Rob Long on the Decline of Print Media

Tuesday, December 20, 2011

A great 98th podcast episode featuring Insta-guest Glenn Reynolds (whose delightful and informative blog I love every bit as much as our Ricochet hosts do) ends with some particularly insightful comments by Rob Long. Starting around 59 and a half minutes:

I think what hurt these magazines [(Time and Newsweek)] is Reagan. Because when Reagan was elected and did well, all of these journalists went nuts. Now Hugh Sidey used to write a very pro-Reagan column for Time. … And the idea that you would have a thoughtful, kind of middle-of-the-road wise man journalist writing a column for any one of these magazines that was not knee-jerk partisanship is … literally inconceivable. They all decided with Reagan that they needed, now … their job was to try to reform the electorate. And you could see it. You could see it in the collapse of the big media titles when they tried to reform the electorate, to try to teach you a lesson: You voted wrong. That … the electorate just kind of turned them off and people stopped reading. They stopped reading those magazines. They stopped reading the newspaper when the newspaper became homework … for your soul … instead of: telling me what happened in my neighborhood today.
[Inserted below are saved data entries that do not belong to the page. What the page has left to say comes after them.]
PR #3554, opened 2024-11-07
Amend Github PR template(s)

csutter:
- Remove separate, Dependabot-only `docs/pull_request_template.md`
- Prune example search pages for sense check and add to regular template


KludgeKML (approved):
LGTM!

PR #3555, opened 2024-11-07
Set up `SearchAutocomplete` AB test

csutter:
This sets up an AB test for using the new `search_with_autocomplete` component on the all content finder.

> [!NOTE]
> This AB test is live, but currently at 100% `Z` (baseline). We'll be using the AB test as a feature flag for final testing in production before sending any traffic to the control (`A`) and experiment (`B`) variants.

On journalism then vs. now:

These were Ivy League weeklies … Newsweek and Time are staffed entirely by Harvard and Yale students. But they didn’t have the sense of trying to tell you … why you were wrong, and why you were stupid … the advocacy journalism which came up … really, began in the 70s, but I think really hit its stride in the 80s under Reagan. This idea that you need to be corrected. And the people reading this thought, “Well, I don’t really need to be corrected.” And then you saw the magazines as they desperately tried to come up with something else — was it more show business, more lifestyle stuff, more trend pieces. They tried to do everything they could, because they couldn’t report the news, because it was too obvious what they were trying to do. You look at a paper like the L.A. Times — the L.A. Times is … the dead twin of the New York Times. The New York Times succeeds because it has fantastic feature sections, right? The New York Times succeeds because on Thursdays about style, Wednesdays about food … and Fridays about escapes. It has these great sections that people want to read, despite the front section. And they’ve done that very successfully. But everyone else … they forget the Hugh Sidey model, which is just … everything doesn’t have to be corrective of Conservatives.

The mainstream just wants to know what’s going on in the world, and doesn’t need to be told, over and over again, that Conservatives are bad, and that Liberals are good. They just … they don’t believe it, so it seems like a comic book to them.

As Glenn would rightly advise: Listen to the whole thing!

I’m reminded of an older man I once met, whose eyes beamed with pride on relating to me that his son had gone into journalism “to change the world”. I smiled and said nothing, not wanting to rob this nice fellow I barely knew of a notion that was clearly a source of great happiness to him, but in my head I had to wonder: Did his son choose the right career for that? And: what are the implications of conflating the business of reporting facts with the pursuit of advocacy journalism?